### Goal of the exercise
Give all the data again exactly.

### Dataset section
----------------
PR #613, opened 2022-05-10
Add rules for `det` and `logdet` of `Cholesky`

devmotion:
This PR adds rules for `det(::Cholesky)` and `logdet(::Cholesky)` (currently defined in Zygote for real numbers: https://github.com/FluxML/Zygote.jl/blob/885a904ed958c74cdaa2af7a971a6b5a2da908a7/src/lib/array.jl#L744-L748), and restricts the existing rules of `det` to `StridedMatrix{<:Number}`, as already done in #245 for `logdet`.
----------------
### Your response
PR #613, opened 2022-05-10
Add rules for `det` and `logdet` of `Cholesky`

devmotion:
This PR adds rules for `det(::Cholesky)` and `logdet(::Cholesky)` (currently defined in Zygote for real numbers: https://github.com/FluxML/Zygote.jl/blob/885a904ed958c74cdaa2af7a971a6b5a2da908a7/src/lib/array.jl#L744-L748), and restricts the existing rules of `det` to `StridedMatrix{<:Number}`, as already done in #245 for `logdet`.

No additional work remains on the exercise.